WHAT TO DO:
Go through the data and retrieve each line that includes the string "github".

::::

PR #1210, opened 2021-09-24
Make user notification on account creation optional

vladsf:
Do not send email notice if user password is not set. 
If user accounts are created outside Eventum e.g. in LDAP and then ldapsync'ed then there is no reason to send email notice with
empty password.

### DIFF
--- a/CHANGELOG.md
+++ b/CHANGELOG.md
@@ -8,6 +8,7 @@ See [Upgrading] for details on how to upgrade.
 
 - Hide the search input on single selects if there are 10 or fewer options, #1200
 - Make LDAP "Inactive DN" parameter optional, #1208
+- Make user notification on account creation optional, #1210
 
 ## [3.10.6] - 2021-08-03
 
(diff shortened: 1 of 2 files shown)


glensc:
if my users are external none of them have passwords set in the eventum database.

vladsf:
OK, I made notification email optional on user creation. The same way [User::update()](https://github.com/eventum/eventum/blob/76a6f6dc60100d3fa74d43f95b82a7b64a1005b0/src/Auth/Adapter/LdapAdapter.php#L279) does. 

This change does not affect current workflow and only repeats `User::update()` call.

This allows to call User::insert() with disabled notification from [LdapAuthAdapter.php](https://github.com/eventum/eventum/blob/76a6f6dc60100d3fa74d43f95b82a7b64a1005b0/src/Auth/Adapter/LdapAdapter.php) later.

glensc:
please rebase against origin/master, rather create merge commit in merge request.

but I'll squash merge this time. consider this if you want to preserve your original commit messages after merge.

vladsf:
Ack. Thanks!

::::

SOLUTION FOR THIS EXERCISE:
OK, I made notification email optional on user creation. The same way [User::update()](https://github.com/eventum/eventum/blob/76a6f6dc60100d3fa74d43f95b82a7b64a1005b0/src/Auth/Adapter/LdapAdapter.php#L279) does. 
This allows to call User::insert() with disabled notification from [LdapAuthAdapter.php](https://github.com/eventum/eventum/blob/76a6f6dc60100d3fa74d43f95b82a7b64a1005b0/src/Auth/Adapter/LdapAdapter.php) later.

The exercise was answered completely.